An Exact Prediction of N=4 SUSYM Theory for String Theory
Nadav Drukker, David J. Gross
TL;DR
The paper shows that the circular BPS-Wilson loop in N=4 SYM is governed by a conformal anomaly that localizes to a point, allowing an exact computation via a Gaussian matrix model to all orders in 1/N^2 and g^2N. It derives an explicit expression for ⟨W_circle⟩ in terms of Laguerre polynomials and Bessel functions, and proves a general relation ⟨W_C⟩ = F(λ,N)⟨W̃_{C̃}⟩ for any smooth loop, with F determined by the matrix model. The authors then compare these gauge-theory predictions with string theory in AdS5×S5, showing agreement at leading large-λ and all orders in g_s, and extend the analysis via S-duality and to multiply-wound loops. This work provides strong evidence for the AdS/CFT correspondence and suggests a powerful, exactly solvable sector in N=4 SYM described by a matrix model.
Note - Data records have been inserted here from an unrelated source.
PR #748, opened 2026-09-18
Fix #732: Remove stale costPeriod unimplemented warning

dyk1454683243-sudo:
## Summary

- Delete the stale `costPeriod today/week not yet implemented` warning in `loadAlertRulesFromDisk` (`src/index.ts`). Those periods have been wired through `BudgetTracker` since #146, so the warning told users a working rule would never fire.
- Update `AlertSnapshot` and `computeCostWindowValue` JSDoc: keep that cost is period-cumulative (session / today / week), not a rolling N-second window; drop “unimplemented” wording. Also refresh nearby comments that still described the old warning.
- Add a collector + `BudgetTracker` test: a `cost.window` rule with `costPeriod: 'today'` fires when `budgetTracker.getStatus().daily.spentUsd` crosses the threshold. This fails if the `budgetTracker` dep is removed from `AlertSnapshotCollector.readCost()`.

Fixes #732.

## Test plan

- [x] `npx jest -- src/alerts/local-alert-engine.test.ts src/alerts/alert-snapshot-collector.test.ts src/alerts/local-alert-rule.test.ts` (80 passed)
- [x] `npm run lint` / `npm run format:check` (pre-commit)
- [x] `npm run build`
- [x] Repo grep: no log line mentions `costPeriod` being unimplemented
- [ ] `npm test` on CI (Node 24, `TZ=America/New_York`)

PR #771, opened 2026-09-18
Docs #734: Inventory MCP tools and config env vars

dyk1454683243-sudo:
Fixes #734.

## Summary

`scripts/check-docs-inventory.ts` already guards emitted event types and documented metric names. Two other surfaces were drifting with nothing checking them. This PR extends the existing CI check and closes the gaps it reports, in one reviewable change.

- **Checker:** every `nr_observe_*` literal under `src/` (same file set as the event scan: tests, `src/web`, and `src/shared` excluded) must appear in `docs/COMMANDS_TABLE.md`.
- **Checker:** every `NEW_RELIC_AI_*` literal in `src/config.ts` must appear in at least one of `README.md`, `docs/ADVANCED.md`, `SECURITY.md`, or `PRIVACY.md` — the four operator-facing docs the issue named.
- **`docs/COMMANDS_TABLE.md`:** documents the four tools the check found missing — `nr_observe_get_compute_waste` plus the generic-MCP self-report trio (`nr_observe_report_tool_call`, `nr_observe_report_session_start`, `nr_observe_report_session_end`).
- **`docs/ADVANCED.md`:** adds an environment-variable reference for the server's own `NEW_RELIC_AI_*` names that no operator-facing doc named, grouped by server process, identity, budgets/digests, and homelab forwarding, each with its config-file key and default.
- **`PRIVACY.md`:** names the env var for the three privacy settings that were documented under their config-file key only (`NEW_RELIC_AI_MCP_RECORD_CONTENT`, `NEW_RELIC_AI_HIGH_SECURITY`, `NEW_RELIC_AI_RETAIN_SESSIONS_DAYS`).

The check already runs in CI (`npm run check:docs-inventory`); nothing else to wire.

## Test plan

- [x] `npm run check:docs-inventory` passes: `15` event types, `72` metric names, `49` MCP tools, `32` config env vars
- [x] Deleting `nr_observe_get_compute_waste` from `docs/COMMANDS_TABLE.md` fails with that exact name
- [x] Deleting `NEW_RELIC_AI_MCP_STORAGE_PATH` from `docs/ADVANCED.md` fails with that exact name
- [x] Restoring either name makes the check pass again
- [x] `npx prettier --check` clean (repo-wide)
- [x] `npm run lint` — 0 errors, 0 warnings
- [x] `npm run build` — server + web clean
[...]

PR #781, opened 2026-09-19
Fix #682: Bound toolUseIdToAgentId and agentTypeByAgentId maps

### LINKED ISSUE #682: toolUseIdToAgentId / agentTypeByAgentId maps grow unbounded for process lifetime

dyk1454683243-sudo:
## Summary

- Fixes #682.
- Replaces the process-lifetime `Map`s in `src/index.ts` (`toolUseIdToAgentId`, `agentTypeByAgentId`) with `BoundedLruMap`: LRU size cap + idle TTL, with optional session tags.
- **Caps:** 10,000 tool-use joins; 2,048 agent-type correlations.
- **TTL:** 2 hours idle. `get()` / re-`set()` refresh LRU and TTL so recent in-flight `backfillAgentId()` joins from #656 / PR #680 still resolve.
- **Session prune:** entries carry `sessionId` / `parentSessionId`. On local-day rollover, ids that the live registry has rolled off “seen today” are dropped (`retainSessions`). `pruneSession()` covers an explicit close path.
- Strategy noted on the issue: https://github.com/newrelic-experimental/preflight/issues/682#issuecomment-5739269586

Out of scope: open PR #779 (`ready_for_review` / #773), #681 / PR #780 (agentType backfill), and closed #748–#771 work.

## Test plan

- [x] `npx jest -- src/lib/bounded-lru-map.test.ts src/metrics/agent-partition.test.ts` — fill past bound evicts oldest; TTL expiry; session prune / retain; short-session backfill still works; evicted/pruned ids do not backfill
- [x] `npx jest -- src/index.test.ts --testNamePattern="agent-id correlation"` — both maps constructed as `BoundedLruMap` with TTL + day-rollover retain
- [x] `npm run build`
- [x] `npm run lint`
- [x] `npm run format:check`
- [x] Full Jest under `TZ=America/New_York` (matches CI): 7133 passed; the only remaining failure in this environment was a pre-existing `workflow-watcher` partial-write flake unrelated to these maps


dyk1454683243-sudo:

PR #782, opened 2026-09-19
Fix #683: Late toolUseId backfill before live tool-selection scoring

### LINKED ISSUE #683: Extend the toolUseId agent-attribution backfill to ToolSelectionScorer's other call sites

dyk1454683243-sudo:
## Summary

- Fixes #683.
- Live path: `LocalSessionAggregator.toSummaries()` now takes the process-local `toolUseIdToAgentId` map and applies `.map(r => backfillAgentId(r, toolUseIdToAgentId))` immediately before `scoreSession()`, matching the late join PR #680 added before `AntiPatternDetector.analyze()`.
- `src/index.ts` threads that map through at persist time so session-close scoring sees mappings `SubagentWatcher` added after hook-buffer intake.
- Persisted / out-of-process `scoreSession()` sites stay **best-effort-at-intake-only**, documented next to the call sites (and on the issue):
  - `src/storage/session-store.ts` (`buildSessionSummary`)
  - `src/dashboard/routes/api-handler.ts` (today-aggregate + live session detail)
  - `src/tools/extended-analytics-tools.ts` (`handleGetToolSelectionScore`)
- After #680, `ToolCallRecord` already persists `toolUseId` (join key) and `agentId` (join result when intake succeeded). `ReplayTimelineEntry` does not persist `toolUseId`. This PR does **not** invent a new on-disk join-map schema.
- Design comment on the issue: https://github.com/newrelic-experimental/preflight/issues/683#issuecomment-5739343622

Out of scope: #681 / PR #780 (`agentType`), #682 / PR #781 (map bounding), open PR #779.

## Test plan

- [x] `npx jest -- src/metrics/local-session-aggregator.test.ts` (50 passed) — late-arriving `toolUseId` map improves `scoreSession` attribution vs intake-only
- [x] `npx jest -- src/tools/extended-analytics-tools.test.ts src/storage/session-store.test.ts src/metrics/agent-partition.test.ts` (157 passed)
- [x] `npm run build`
- [x] `npm run lint`
- [x] `npm run format:check`


dyk1454683243-sudo:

The results point toward deep connections between anomalies, matrix models, and holographic duals, with potential extensions to α' corrections and broader observables.
Abstract
We propose that the expectation value of a circular BPS-Wilson loop in N=4 SUSYM can be calculated exactly, to all orders in a 1/N expansion and to all orders in g^2 N. Using the AdS/CFT duality, this result yields a prediction of the value of the string amplitude with a circular boundary to all orders in alpha' and to all orders in g_s. We then compare this result with string theory. We find that the gauge theory calculation, for large g^2 N and to all orders in the 1/N^2 expansion does agree with the leading string theory calculation, to all orders in g_s and to lowest order in alpha'. We also find a relation between the expectation value of any closed smooth Wilson loop and the loop related to it by an inversion that takes a point along the loop to infinity, and compare this result, again successfully, with string theory.